Kalau aku pikir Zaki akan bersikap lebih baik saat mengajariku, aku salah! Seperti biasanya, cowok sarap itu bersikap tegas dan cerewet seperti biasanya. Dia tak segan-segan berteriak ditelingaku.
"Hit the gas!!! SLOWLY!!!!" teriaknya lagi, membuatku semakin gugup. Siapa cobayg bisa konsen belajar, kalo disebelahnya ada suara-suara yg lebih mirip kucingkawin?
"Could you please stop shouting!" gerundengku dengan menggertakkan gerahamku sembari menginjak gas perlahan.

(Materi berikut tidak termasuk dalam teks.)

Issue #1694, opened 2018-01-30
Investigate syncing the styles from docs with blog for tables and blockquotes


mraible:
The blockquotes in the docs are a lot tighter than they are in the blog. The tables are colored in blue too, whereas they're gray in the blog. 

Docs: https://developer.okta.com/docs/api/resources/users#response-parameters

<img width="760" alt="screen shot 2018-01-30 at 10 31 12 am" src="https://user-images.githubusercontent.com/17892/35581497-2c6eb5bc-05a9-11e8-9b89-a67f59f94ef1.png">

I recently removed the bottom border for tables on the blog so we could use tables to layout side-by-side images. We'll need to consider this if we add the doc's table styling to the blog.

nbarbettini:
I like this idea. The crazy padding on blog blockquotes has always annoyed me:

![image](https://user-images.githubusercontent.com/7525482/35581777-b545abaa-05a1-11e8-9d2a-fb70b419f66f.png)

👍 from me for consistent styles between the blog and docs.

mraible:
Here's what tables look like on the blog:

![image](https://user-images.githubusercontent.com/17892/35590250-7aa230e6-05c3-11e8-8a6e-112f23f393f6.png)

PR #1716, opened 2018-02-02
Change blockquote so it matches doc CSS

mraible:
Contributes to fixing #1694. Screenshot below.

image

This is what it looks like before this change:

image

### DIFF
--- a/_source/_assets/css/okta/components/_BlogPost.scss
+++ b/_source/_assets/css/okta/components/_BlogPost.scss
@@ -165,21 +165,19 @@
 			border-bottom: 0;
 		}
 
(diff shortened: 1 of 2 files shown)


jamieleerice-okta:
@mraible the style looks good, but I think we should standardize on the darker blue that was originally included in the blog style. We're moving away from the light blue in our palette. Is the text size that you're using the same size as the rest of the body copy in the post?

mraible:
@jamieleerice-okta I'll change it back to the darker blue. No, the text size is `font-size: .9em`. Here's a screenshot of what it looks like with the old blue and same font size.

screen shot 2018-02-02 at 12 42 17 pm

"I would! If you listen to me!" jawabnya enteng.
"Tentu saja aku mendengarmu! Kau berteriak persis ditelingaku! In case you don't know, I have two healthy ears!" sahutku sinis.
"Careful!" serunya pelan saat aku hendak membelokkan mobil. "Yeah, aku tahu kau punya 2 kuping. Tapi aku ragu mereka sehat seperti yg kau bilang."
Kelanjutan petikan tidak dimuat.